Watchdogs denounce no-bid prison contract
The company hired to provide health care to most of the state’s prison inmates stands to make millions of dollars in administrative fees and profits under a no-bid contract that ultimately could be worth more than a billion dollars.

The Florida Department of Corrections last month contracted with Centurion of Florida to provide prison health care in the north and central regions of the state, following a decision last November by Corizon Healthcare, the previous provider in those areas, to bow out early from its contract. And while the department negotiated with several different vendors to fill the gap left by Corizon’s departure, it did not go through a formal competitive process before contracting with Centurion.

Centurion, though its parent company Centene, has a team of lobbyists that includes former House speakers Dean Cannon and Larry Cretul. Since 2014, Centene has given nearly $315,000 to Florida lawmakers and political committees. “It’s just a concern when you have a contract that big not competitively bid and then you see the amount of campaign contributions that the parent company has been making,” said Ben Wilcox, research director for Integrity Florida. “Did the campaign contributions buy influence? Did the 17 registered lobbyists help them win this contract?”

DOC officials said the agency didn’t have time to go through a competitive process and that it didn’t have to, under a statutory exemption involving the procurement of health care services.

Under its contract with DOC, Centurion will be reimbursed for its actual costs, including salaries and benefits of doctors, nurses and other staff, off-site care and insurance premiums. — to cover human resources, payroll, information technology and, the contract specifically states, profit.

Dominic Calabro, president and CEO of the fiscal watchdog Florida TaxWatch, said the public can’t be assured it got the best deal on prison health care without a competitive process.

“The best way to make sure you get value is through a procurement that is competitive, accountable and transparent,” he said. “And you want to have a system that rewards healthy outcomes and controls costs. The incentive of paying them $268 million (including) 13 percent of their costs encourages them to have higher, not lower, costs.”
There is a great deal more to this, as reported in the story at the link above, which you ought to read in the original at the link above.

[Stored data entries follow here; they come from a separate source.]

PR #397, opened 2024-12-04
Implement shared settings menu

chrisib:
Add a new SettingsMenu inspired by the menu system in Pam's Workout.  This should give a more consistent look-and-feel to menu-oriented applications.

# SettingsMenu

The `SettingsMenu` object contains one or more `MenuItem` objects. `MenuItem` is a generic class that can be extended as-needed to e.g. add visualizations.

Failure to provide effective competition is a glaring hole in the integrity of the procurement process here. But there is another issue mentioned, as quoted above:
"Centurion will be reimbursed for its actual costs.... On top of that, the company will get an additional payment — 13.5 percent of its actual costs...."
Alarm bells would normally ring off the walls with such a deal. Cost plus a percentage of cost contracts are generally considered to be illegal, plain and simple.

The ABA Model Procurement Code § 3-501 says
Subject to the limitations of this Section, any type of contract which will promote the best interests of the [State] may be used; provided that the use of a cost-plus-apercentage-of-cost contract is prohibited.
Guam's procurement law, based on the Model Code, follows suit.

At the national level, the Federal Acquisition Regulations, § 16.102(c), says:
The cost-plus-a-percentage-of-cost system of contracting shall not be used (see 10 U.S.C. 2306(a) and 41 U.S.C. 3905(a)). Prime contracts (including letter contracts) other than firm-fixed-price contracts shall, by an appropriate clause, prohibit cost-plus-a-percentage-of-cost subcontracts (see clauses prescribed in Subpart 44.2 for cost-reimbursement contracts and Subparts 16.2 and 16.4 for fixed-price contracts).